SUPPLIED DATA:
PR #2033, opened 2023-09-22
Update temporary package info instead of saving when prefering or unprefering an attribution on Audit View

leslielazzarino:
Some tests are still missing

### Summary of changes

Update temporary package info instead of saving when prefering or unprefering an attribution on Audit View. Also the global saving button is disabled if an attribution has been changed to preferred.

That prevents collisions with unsaved changes in the attribution.

Set-unset the preferred attribute.


src/Frontend/Components/ResourceDetailsAttributionColumn/ResourceDetailsAttributionColumn.tsx
```diff
@@ -116,6 +119,17 @@ export function ResourceDetailsAttributionColumn(
...
+      dispatch(
+        unlinkAttributionAndSavePackageInfoIfSavingIsNotDisabled(
+          selectedResourceId,
+          attributionIdOfSelectedPackageInManualPanel as string, // showSaveGloballyButton is true, so attributionIdOfSelectedPackageInManualPanel is not null
+          temporaryDisplayPackageInfo,
+        ),
+      );
+      return;
+    }
+
```
MarkusObendrauf, line 132: i dont understand this change. why is it needed now, and not before?

MarkusObendrauf (changes requested):

src/Frontend/state/actions/resource-actions/__tests__/all-views-simple-actions.test.ts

TASK: Repeat every line of the material exactly.

RESULT FOR THIS TASK:
PR #2033, opened 2023-09-22
Update temporary package info instead of saving when prefering or unprefering an attribution on Audit View

leslielazzarino:
Some tests are still missing

### Summary of changes

Update temporary package info instead of saving when prefering or unprefering an attribution on Audit View. Also the global saving button is disabled if an attribution has been changed to preferred.

That prevents collisions with unsaved changes in the attribution.

Set-unset the preferred attribute.


src/Frontend/Components/ResourceDetailsAttributionColumn/ResourceDetailsAttributionColumn.tsx
```diff
@@ -116,6 +119,17 @@ export function ResourceDetailsAttributionColumn(
...
+      dispatch(
+        unlinkAttributionAndSavePackageInfoIfSavingIsNotDisabled(
+          selectedResourceId,
+          attributionIdOfSelectedPackageInManualPanel as string, // showSaveGloballyButton is true, so attributionIdOfSelectedPackageInManualPanel is not null
+          temporaryDisplayPackageInfo,
+        ),
+      );
+      return;
+    }
+
```
MarkusObendrauf, line 132: i dont understand this change. why is it needed now, and not before?

MarkusObendrauf (changes requested):

src/Frontend/state/actions/resource-actions/__tests__/all-views-simple-actions.test.ts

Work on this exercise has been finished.